In this guide, we'll set up two transceivers and send data between them. This video will go over connecting the transceiver to a Raspberry Pi Pico. The transceiver features two PiicoDev connectors for daisy-chaining with other hardware, a transmit and receive indicator, a user controllable LED, and ID switches to allow daisy-chaining with other PiicoDev smart modules. Make sure all the ID switches are off for now.

The transceiver is compatible with different Dev boards too and enables different Dev boards to wirelessly communicate with each other. If your Pico is going to be communicating with another type of Dev board, check the guide for help with setting up that other Dev board. It's best to have at least two transceivers, two Dev boards, and hardware to connect everything together. If you only have one Dev board, don't worry. There's a demo at the end of this guide where we can prototype a project on a single Dev board with two transceivers.

Plug your Pico into your expansion board, making sure the USB connector is on the same side as the two pin battery connector. Connect your PiicoDev cable to the PiicoDev socket and click the other end to your transceiver. If your second transceiver setup uses the same Dev board, then set it up in exactly the same way. Or, if you're using a different Dev board for your second transceiver setup, check the guide for instructions specific to that Dev board.

Alright I have my two transceivers set up now, before we connect these to our computer we'll change some settings in Thonny to make life a bit easier. Open Thonny go to Tools > Options and in the General tab make sure you uncheck the "Allow only single Thonny instance" option. When we uncheck that, this means that we can open two Thonny windows and have one window per device. We have a note to restart Thonny after changing, so I'll press OK and will restart Thonny.

Now I can connect my first Pico, click Stop/Start and we have a Pico connected. Now I'll launch another instance of Thonny and connect my second Pico, click Stop/Start and the shell gives us a warning we have Picos detected on COM9 and COM11. Go to Run > Select Interpreter and I'll select the highest COM port number 11. And now I'm connected to my second Pico.

So you can see it's helpful to connect to one Pico at a time so that we know which is which. Now things might get a little bit confusing working with two separate Thonny windows, so that we don't get lost I'm going to color the transmitter window teal (T for transmitter) and I'll color the receiver window red (R for receiver).

We need to download some driver files next. Find the Download/Install PiicoDev Modules section, right click PiicoDev unified and click "Save Link As" and I'll save that to a PiicoDev directory in my documents.
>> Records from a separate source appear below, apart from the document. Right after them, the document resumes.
PR #1491, opened 2024-09-11

noot:
same as #1488 but based off sequencer tag 0.16.0.


noot:
closing for #1691

PR #1651, opened 2024-10-11
chore!: use URL-safe alphabet for base64 encoding (ENG-913)

### LINKED ISSUE #1649: Provide core-utils crate containing base64 helpers
We want to use a URL-safe alphabet for all cases where we base64-encode values.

And do the same with PiicoDev Transceiver.py , save link as and I'll save it to that same directory.

In both the Thonny windows we can see the File pane, I've navigated to that directory in Funny. For my transmitter I'll select both those files and upload them and we can see them appear on my transmitting Pico. And for my receiver I'll do the same.

We have prepared these Picots ready for programming, it's time to transmit and receive some data. Find the Transmit/Receive section and click Transmit. itself isn't very useful so let's look at how we can send more complex data

There's a little documentation about how to use the send and receive methods in the article. For now, scroll down to the example to transmit and receive data. You can see there are two code listings for this example; on the left we have the transmitter code and on the right the receiver code. Copy all that code for the transmitter and paste it into a new script in Funny. Take all the receiver code and copy that into a new script for your receiver.
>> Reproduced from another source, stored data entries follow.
PR #1654, opened 2024-10-12
feat(cli): implement frost_ed25519 threshold signing cli

### LINKED ISSUE #833: sequencer: investigate ed25519 threshold signing libraries for bridge accounts
as title says - bridge accounts are just an address (ie normal ed25519 pub/priv key). we decided not to implement native multisig accounts for now, so we should determine a way to have a bridge account controlled by an off-chain multisig via threshold signatures.

noot:
## Summary
implement threshold signing cli using the frost_ed25519 library.

## Background
can be used for turning sequencer accounts into multisigs without any changes to the sequencer itself.

## Changes
- implement `dkg`, `sign`, and `verify` commands
- see README in module for info on usage

## Testing
i ran it manually and verified the signature.

## Related Issues

closes #833


crates/astria-cli/src/sequencer/threshold/sign.rs
```diff
@@ -0,0 +1,274 @@
...
+struct CommitmentsWithIdentifier {
+    identifier: Identifier,
+    commitments: frost_ed25519::round1::SigningCommitments,
+}
+
+#[derive(Debug, clap::Args)]
+struct PrepareMessage {
+    /// message to be signed
+    #[arg(long)]
+    message: String,
```
joroshiba, line 113: Do we need something that is not a string for the message?

This message is generally going to be the transaction we are signing right? At some point it needs to become a protobuf serialized `TransactionBody` (formerly `UnsignedTransaction`)? 

In the simplest form we could have a message which is just pbjson via a file read? Then we might want to add a way to generate txs without signing and output the pbjson form of them, but not that's more better ux, we could generate that ourselves relatively simply?

crates/astria-cli/src/sequencer/threshold/README.md
```diff
@@ -0,0 +1,105 @@
...
+
+4. The coordinator aggregates all the signature shares from the previous step:
+
+```sh
+cargo run -- sequencer threshold sign aggregate \
+--public-key-package-path frost.pub \
+--signing-package-path signing_package.out
+```
+
+The output is an ed25510 signature, eg:
```
joroshiba, line 90:
```suggestion
The output is an ed25519 signature, eg:
```

crates/astria-cli/src/sequencer/threshold/sign.rs
noot: updated this to take a file that contains the message bytes. I could add an option to deserialize the message as a `TransactionBody` and display that before signing?

> This message is generally going to be the transaction we are signing right?

yes, I was thinking of updating the other CLI commands to have an option to output the `TransactionBody` into a file, which is then used as the input to this command. 

I also updated `aggregate` to have an option to output the signed message as a `Transaction` (signed) that can then be submitted to the sequencer.

Fraser999 (changes requested):
Mostly requests for more feedback to the user when things go wrong, but there are a couple of points which I think are blockers:
* looks like a bug in the generation of a `SignedTransaction` as a file
* I think if `verify` fails, the process should exit with a non-zero return code

crates/astria-cli/src/sequencer/threshold/README.md
```diff
@@ -0,0 +1,126 @@
...
+ Note that the coordinator commands are interactive and require inputs
+ generated by the participants in the preceding steps.
+
+1. Each participant runs part 1:
+
+```sh
+cargo run -- sequencer threshold sign part1 \
+--secret-key-package-path frost_1.priv \
+--nonces-path nonces_1.out
+```
```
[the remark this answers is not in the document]
noot: thank you, i was wondering why that wasn't working lol

crates/astria-cli/src/sequencer/threshold/dkg.rs
```diff
@@ -0,0 +1,188 @@
...
+
+        // round 1
+        let (round1_secret_package, round1_public_package) =
+            dkg::part1(id, max_signers, min_signers, rng).wrap_err("failed to run dkg part1")?;
+        let round1_public_package_with_id = Round1PackageWithIdentifier {
+            identifier: id,
+            package: round1_public_package,
+        };
+        println!(
+            "Send our public package to all other participants: {}",
```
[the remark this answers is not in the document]
noot: updated to match the outputs to be copied in `sign.rs`

crates/astria-cli/src/sequencer/threshold/sign.rs
joroshiba, line 1: In general throughout PR we are taking strings for paths vs using something like `PathBuf` as done in the [GenesisExample](https://github.com/astriaorg/astria/blob/main/crates/astria-sequencer-utils/src/genesis_example.rs#L217). Not sure on implications but noting the inconsistency.

joroshiba (dismissed):

Fraser999 (approved):
Other than the indentation in the README being off, no other issues remaining - certainly nothing blocking, so approving assuming the README will be fixed.

crates/astria-cli/Cargo.toml
```diff
@@ -13,6 +13,12 @@ name = "astria-cli"
 
 [dependencies]
 color-eyre = "0.6"
+# v2.0.0-rc.0 - can be updated once https://github.com/ZcashFoundation/frost/issues/755 is closed
+frost-ed25519 = { git = "https://github.com/ZcashFoundation/frost.git", rev = "f95aeb22d1e7ede968f7916340c66ebb9683ae50", features = [
+] }
```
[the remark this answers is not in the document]
noot: updated!

Fraser999 (approved):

First, run the receiver code and save it if prompted. My receiver is running the code and there's nothing being printed to the Shell because we're not transmitting anything yet. Next, run the transmitter code and save if prompted. Very interesting! Let's take a closer look at what's just happened. When we ran the transmitter code, the receiver has immediately printed four messages. We have the message "Hello World", another message which looks like a number, and then a couple of more complex messages.
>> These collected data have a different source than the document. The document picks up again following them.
PR #1655, opened 2024-10-14
fix(sequencer)!: allow compat prefixed addresses when receiving ics20 transfers

### LINKED ISSUE #1653: ICS-20 Transfers to sequencer should support compat addresses
Currently, when performing an ICS-20 transfer to the Sequencer, the transfer only accepts bech32m address formats. The sequencer should accept compatible addresses (bech32).

┆Issue Number: ENG-915

quasystaty1:
## Summary
Support ics20 transfer from a counterparty to the astria sequencer.

## Background
Currently, when performing an ics20 transfer to the Sequencer, the transfer only accepts bech32m address formats. This is inconsistent with refunding failed ics20 from Sequencer to the counterparty, where both compat (bech32) and normal (bech32m) addresses are accepted. Sequencer should accept both.

The main use case is when receiving assets from Noble (such as USDC). While Noble only enforces bech32 when handling failed ics20 transfers, this still requires ics20 transfers from Astria Sequencer to Noble to be bech32 (and not bech32m) encoded. The bech32 compatible address is hence the sender address that will be known by the counterparty/Noble, and we must allow transfers of funds back to it.

## Changes
- sequencer now accepts ics20-transfers with compat bech32 addresses
- relevant tests includes prefixes in storage

## Testing
All test passes

## Breaking Changelist
- sequencer will now accept ics-transfer with bech32 addresses, this is breaking as previously failed transfers will now be accepted

## Related Issues
closes #1653

### DIFF
--- a/charts/ibc-test.just
+++ b/charts/ibc-test.just
@@ -70,6 +70,9 @@ run tag=defaultTag:
     exit 1
   fi
 
+  # Execute the transfer from Celstia to sequencer with compat address
+  just ibc-test _do-compat-ibc-transfer
+
   # check that celestia balance updated correctly
   for i in {1..50}
   do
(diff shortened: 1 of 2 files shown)


SuperFluffy (commented):
Thank you for the fix. This was an oversight.

I have changed the patch title to from `feat` to `fix` and adjusted the text slightly.

Before approving: note that at the moment we completely lack tests for ics20 transfers. Since you originally encountered this problem when trying to do ics20 transfers, can you confirm that these now work?

Better yet, is there a way to provide a smoke test for this? (I am happy with you doing a manual confirmation if adding smoke tests is too much of a lift).

joroshiba (approved):
Infra approval

quasystaty1:
Added a smoke test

Let's take a closer look at these example scripts. We'll start with the transmitter. We set up the transmitter code much like every other PicaDev project by importing the device driver and a delay function. Next, we initialize the transceiver and we're calling that radio. So, every time you see the word radio in the transmitter script, we're referring to this PicaDev transceiver. Next, we send a simple string. We use the send method to send the string "Hello World" and that's exactly what we saw on the receiving end. Look at that; we get capitals, we get lowercase, and we even get some punctuation like commas and that exclamation point. After a short delay, we send a number. Here, we're sending just a value 123. This could be an integer or a floating point number with a decimal point and you can see on the receiver we got that 123. Now, sending just a number by itself isn't very useful, so let's look at how we can send more complex data.

Itself can be a little bit confusing, especially if we want to send different types of data and we don't want to mix up those different types of data.

So, the next two lines are some labelled values. Here, we create a variable called named data and we're assigning that a tuple. This tuple contains a string which is the label, in this case temperature °C, and then after a comma we have the value, in this case 25.0. We call radio.send named data and on the receiver end that tuple comes back out. We have 25.0 with the label temperature °C and we do something similar with humidity percent and 60.0.

So, you can see this labelled data can be useful if we want to separate our data so it doesn't get mixed up. You can imagine this being used for say a weather station where we wouldn't want to mix up the two different types of data that we're sending.

Those are the three ways that we can use send. We can send a simple string, we can send a value all by itself, or we can send a value with a label in the form of a tuple.

So, what's the receiver doing? We initialize it in exactly the same way with the same three setup lines and the receiver is running an infinite loop. We call if radio.receive which will return true if a new message has been received. We can access the contents of that message by reading from the radio.message attribute. So, we read that into a variable called simply message and finally we print message. We're running this on a pretty fast loop which means that this is constantly polling the radio to see if a new message has been received. This polling rate is faster than the rate at which we're sending messages and that's pretty important if you don't want to miss any messages.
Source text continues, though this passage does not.